BOULDER, Colo. — ONCE upon a time in America, baby boomers paid for college with the money they made from their summer jobs. Then, over the course of the next few decades, public funding for higher education was slashed. These radical cuts forced universities to raise tuition year after year, which in turn forced the millennial generation to take on crushing educational debt loads, and everyone lived unhappily ever after.

This is the story college administrators like to tell when they’re asked to explain why, over the past 35 years, college tuition at public universities has nearly quadrupled, to $9,139 in 2014 dollars. It is a fairy tale in the worst sense, in that it is not merely false, but rather almost the inverse of the truth.

In fact, public investment in higher education in America is vastly larger today, in inflation-adjusted dollars, than it was during the supposed golden age of public funding in the 1960s. … For example, the military’s budget is about 1.8 times higher today than it was in 1960, while legislative appropriations to higher education are more than 10 times higher.

… If over the past three decades car prices had gone up as fast as tuition, the average new car would cost more than $80,000.

Some of this increased spending in education has been driven by a sharp rise in the percentage of Americans who go to college. While the college-age population has not increased since the tail end of the baby boom, the percentage of the population enrolled in college has risen significantly, especially in the last 20 years. Enrollment in undergraduate, graduate and professional programs has increased by almost 50 percent since 1995. As a consequence, while state legislative appropriations for higher education have risen much faster than inflation, total state appropriations per student are somewhat lower than they were at their peak in 1990. …

… a major factor driving increasing costs is the constant expansion of university administration. According to the Department of Education data, administrative positions at colleges and universities grew by 60 percent between 1993 and 2009, which Bloomberg reported was 10 times the rate of growth of tenured faculty positions.

Even more strikingly, an analysis by a professor at California Polytechnic University, Pomona, found that, while the total number of full-time faculty members in the C.S.U. system grew from 11,614 to 12,019 between 1975 and 2008, the total number of administrators grew from 3,800 to 12,183 — a 221 percent increase.

Federal & state mandates and advocacy groups’ lawsuits (and threats of lawsuits)force universities to hire people to gather data to prove compliance and to preempt lawsuits.
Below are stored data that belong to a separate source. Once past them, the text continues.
PR #141, opened 2023-12-18
chore(RHTAPWATCH-381): add tests for fetch-uj-records.sh

ShakedAviv50313:
implementing tests for fetch-uj-records.sh, currenly only for 5 out of 8 queries in querygen

[RHTAPWATCH-381](https://issues.redhat.com/browse/RHTAPWATCH-381)

## Type of change
Adding tests for scripts/fetch-uj-records.sh

# How Has This Been Tested?

Testing can be found at /fetch-uj-records/fetch-uj-records_test.go.
manually picked and loaded logs into a container with a local splunk server, then the logs were retrieved by the script running in the local environment.   

to activate the tests:
```
cd fetch-uj-records
go test
```
returns:
``` 
PASS
ok  	github.com/redhat-appstudio/segment-bridge.git/fetch-uj-records	0.809s
```


yftacherzog:
@ShakedAviv50313 unit tests are failing.

splunk/Dockerfile
```diff
@@ -30,6 +31,7 @@ RUN mkdir -p /opt/splunk/var/lib/splunk
 COPY --chmod=777 --from=builder /opt/splunk/etc/apps/search/local/indexes.conf /opt/splunk/etc/apps/search/local/indexes.conf
 COPY --chmod=777 --from=builder /var/splunk_buildtime_db/splunk/ /opt/splunk/var/lib/splunk/
 
+
```
Omeramsc, line 34: Nitpick, but as it has dragged for long, let's minimize the changes of this PR to what is absolutely necessary.

fetch-uj-records/fetch-uj-records_test.go
```diff
@@ -0,0 +1,53 @@
...
+
+	"github.com/redhat-appstudio/segment-bridge.git/testfixture"
+	"github.com/stretchr/testify/assert"
+	"github.com/stretchr/testify/require"
+)
+
+const (
+	scriptPath   = "../scripts/fetch-uj-records.sh"
+	filePathPass = "sample/fetch-uj-recordsPass"
+	filePathFail = "sample/fetch-uj-recordsFail"
```
Omeramsc, line 17: The Fail file is not included in this PR

ShakedAviv50313:
Details about the files changed in this PR:

1. .github/workflows/unit_tests.yaml - excluded this tests from the Ci's tests, the tests are running inside of a separate splunk container, therefore they are excluded from the CI tests.

2. fetch-uj-records/fetch-uj-recordsPass - the expected output of the script. (this is validated in the test with the script's actual output. the tests fails if it doesn't match).

3. fetch-uj-records/fetch-uj-records_test.go - The actual tests for fetch-uj-records.sh 

4. fetch-uj-records/splunk_container_default.yaml - same file as in splunk/splunk_container_default.yaml, golang "embed" does not support importing from other directories.

5. fetch-uj-records/splunk_container_template.tmpl - same as n.4

6.  splunk/Dockerfile - updated image, added added limits.conf and props.conf to load properly the logs into the splunk server in the container.

7. splunk/limits.conf - disabling some limits

8. splunk/props.conf - disabling truncate limit

9. splunk/splunk.go - added WithSplunk container, because in this file it is available in the "splunk" package

10. splunk/splunk_test.go - relates to n.10

11. splunk/tests/test_logs/fetch-uj-recordsFail.jsonl - logs which are loaded into the local splunk server (inside the testing container) but are not retrieved by fetch-uj-records.sh script

12. splunk/tests/test_logs/fetch-uj-recordsPass.jsonl -  logs which are loaded into the local splunk server (inside the testing container) and are retrieved by fetch-uj-records.sh script

13. splunk/tests/test_logs/log_example.log -deleted, there's no use of it.

fetch-uj-records/fetch-uj-records_test.go
```diff
@@ -0,0 +1,64 @@
...
+	scriptPath   = "../scripts/fetch-uj-records.sh"
+	filePathPass = "./fetch-uj-recordsPass"
+)
+
+func compareOutputs(output []byte, filePath string) bool {
+	/*Recieves the script's output and compares it
+	with a file containing the expected output*/
+	fileOutput, err := os.ReadFile(filePath)
+	if err != nil {
+		fmt.Printf("error: %s\n", err.Error())
```
Omeramsc, line 27: Use `t *testing.T` and t.Log instead of Printf
Apply this to all other Printf in the test files.

fetch-uj-records/fetch-uj-records_test.go
```diff
@@ -0,0 +1,64 @@
...
+		return false
+	}
+	return bytes.Equal(fileOutput, output)
+}
+
+func runAndValidateScript(t *testing.T, filePath, scriptPath string) bool {
+	/*Returns true if a given scripts runs successfully
+	and it's output is equal to a given file's content*/
```
Omeramsc, line 35: I think the test should be self-explanatory without docstrings. if you don't think it is clear enough, you should how to make it more readable, rather than adding explanation. 
Apply this to all other docstrings in the test files.

fetch-uj-records/fetch-uj-records_test.go
```diff
@@ -0,0 +1,64 @@
...
+	require.NoError(t, os.Setenv("SPLUNK_APP_NAME", "-"), "Failed to set SPLUNK_API_URL")
+	require.NoError(t, os.Setenv("SPLUNK_INDEX", "test_index"), "Failed to set SPLUNK_INDEX")
+	require.NoError(t, os.Setenv("QUERY_EARLIEST_TIME", "2023-01-01T10:46:34.955712833Z"), "Failed to set QUERY_EARLIEST_TIME")
+	splunk.WithSplunkContainer(t, func(deployment containerfixture.FixtureInfo) {
+		splunkAppApiURL := splunk.GetSplunkAppAPIEndpoint("localhost", deployment.ApiPort, "nobody", "-")
+		require.NoError(t, os.Setenv("SPLUNK_API_URL", "localhost:"+deployment.ApiPort), "Failed to set SPLUNK_API_URL")
+		netrcPath, err := containerfixture.GetNetrcPath()
+		if err != nil {
+			fmt.Printf("error: %s\n", err.Error())
+			return
```
Omeramsc, line 56: why not assert here \ fail the test in that case? we won't be able to connect to Splunk without a netrc.

fetch-uj-records/fetch-uj-records_test.go
```diff
@@ -0,0 +1,64 @@
...
+}
+
+func runAndValidateScript(t *testing.T, filePath, scriptPath string) bool {
+	/*Returns true if a given scripts runs successfully
+	and it's output is equal to a given file's content*/
+	cmd := exec.Command(scriptPath)
+	output, err := cmd.Output()
+	if err != nil {
+		fmt.Printf("error: %s\n", err.Error())
+		return false
```
Omeramsc, line 40: why not assert\ fail the test here?

fetch-uj-records/splunk_container_default.yaml
```diff
@@ -0,0 +1,21 @@
+---
```
Omeramsc, line 1: Why do we copy the `splunk_container_default.yaml` here instead of using the two templates available in splunk? 
take a look at `uid_map` and `ws_map`, they both use the kwok container template, but without duplicating it from the `kwok` directory.

fetch-uj-records/splunk_container_template.tmpl
```diff
@@ -0,0 +1,21 @@
+---
```
Omeramsc, line 1: same

splunk/Dockerfile
```diff
@@ -1,4 +1,4 @@
-FROM docker.io/splunk/splunk@sha256:7eca42b8a7a777053e1d0420287a683167ed228ab09444b35b3f4a8f54cb6cd4 AS builder
+FROM docker.io/splunk/splunk@sha256:20b1376a1677ef6eff611b1d1e25e3a170a715c646c2c27711bbb65b03f78ede AS builder
```
Omeramsc, line 1: Is this change needed, or can we save it for another PR?

splunk/splunk.go
```diff
@@ -17,3 +21,19 @@ func GetSplunkAppAPIEndpoint(host, port, ownerName, appName string) string {
...
 	return fmt.Sprintf("%s/search/v2/jobs/export", appAPIEndpoint)
 }
+
+//go:embed splunk_container_template.tmpl
+var splunkServiceManifest string
+
+const NotUpErrorMsg = "The %s instance is not up, cannot verify indexing for tests."
+
+// WithSplunkContainer builds a splunk container
+func WithSplunkContainer(t *testing.T, testFunc func(containerfixture.FixtureInfo)) {
```
Omeramsc, line 31: This is a test fixture, why move it into the Splunk module?

splunk/splunk.go
```diff
@@ -17,3 +21,19 @@ func GetSplunkAppAPIEndpoint(host, port, ownerName, appName string) string {
 func GetSearchAPIEndpoint(appAPIEndpoint string) string {
 	return fmt.Sprintf("%s/search/v2/jobs/export", appAPIEndpoint)
 }
+
+//go:embed splunk_container_template.tmpl
+var splunkServiceManifest string
+
+const NotUpErrorMsg = "The %s instance is not up, cannot verify indexing for tests."
+
+// WithSplunkContainer builds a splunk container
```
Omeramsc, line 30: While it may need better documentation, I don't believe this line gives any more context than the function does by reading it.

Omeramsc (changes requested):
Good progress, I left a few comments

splunk/Dockerfile
ShakedAviv50313: we can save it for another PR, Eran told me that this image should be upgraded.

splunk/splunk.go
ShakedAviv50313: Because i'm using it also in the fetch-uj-records_test.go and I couldn't import it if it wasn't in the module

Omeramsc (approved):
LGTM, good job

yftacherzog (commented):
@ShakedAviv50313 you mentioned that those tests are not expected to pass, but I think we still need CI to pass. What do we do about that? Do we have similar tests that should fail for similar reasons? How do we handle those?

fetch-uj-records/fetch-uj-recordsPass
yftacherzog, line 1: The name of this file is very similar to the name of the input file. I think they should be renamed so it's clear what each one is about.

splunk/tests/test_logs/fetch-uj-recordsFail.jsonl
yftacherzog, line 1: Are we using the content of this file. Is there a pass/fail distinction for the logs?

ShakedAviv50313: These logs are loaded into the splunk server and should not be retrieved by any query in querygen.
We need this file to make sure the script returns only the correct logs. the logs returned and the logs not returned are separated into two files so it would be clearer

ShakedAviv50313:
``` @ShakedAviv50313 you mentioned that those tests are not expected to pass, but I think we still need CI to pass. What do we do about that? Do we have similar tests that should fail for similar reasons? How do we handle those? ```

@yftacherzog 
The tests run inside of a splunk container which is not the CI container, of course I require the tests to pass, on the CI the tests wouldn't pass because of the container so it's excluded from the CI's tests, the CI now passes.

Omeramsc:
> ed that those tests are not expected to pass, but I think we still need CI to pass. What do we do about that? Do we have similar tests that shoul

I'll clarify: Currently it had been decided that any test that require running a container in order to perform the test (splunk, uid_map, ws_map, kwok, and this one) should be excluded from our CI, while ensuring they pass locally. No need for "dummy tests" as they won't provide us with verification for the results we expect to see.
That being said, the tests which are not excluded from the unit-test CI should pass (RHTAP is expected to fail currently, can be ignored).

fetch-uj-records/fetch-uj-recordsPass
ShakedAviv50313: Changed the name to requiredOutput

splunk/tests/test_logs/fetch-uj-recordsFail.jsonl
yftacherzog: ok, so maybe just rename it, because we have no failure scenarios here. recordsToBeIgnored maybe?

ShakedAviv50313: Done, changed to recordsNotFetched

yftacherzog (approved):
lgtm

Government and advocacy groups view the administrative bloat as the universities’ cost to do business. Universities pass the inflated cost of all that non-instructor administrative overhead on to students.

The other big hit against college affordability is textbooks. Between professors requiring usage of textbooks they “authored” and the proliferation of editions that all but make used textbooks worthless, college textbooks have become a big shakedown operation.

[quote=“PeteS_in_CA, post:1, topic:46684”]
The Real Reason College Tuition Costs So Much
By PAUL F. CAMPOS


APRIL 4, 2015

Federal & state mandates and advocacy groups’ lawsuits (and threats of lawsuits)force universities to hire people to gather data to prove compliance and to preempt lawsuits. Government and advocacy groups view the administrative bloat as the universities’ cost to do business. Universities pass the inflated cost of all that non-instructor administrative overhead on to students.

The other big hit against college affordability is textbooks. Between professors requiring usage of textbooks they “authored” and the proliferation of editions that all but make used textbooks worthless, college textbooks have become a big shakedown operation.
[/quote]Another cost is the spiraling amount of financial aid given to certain entitled groups.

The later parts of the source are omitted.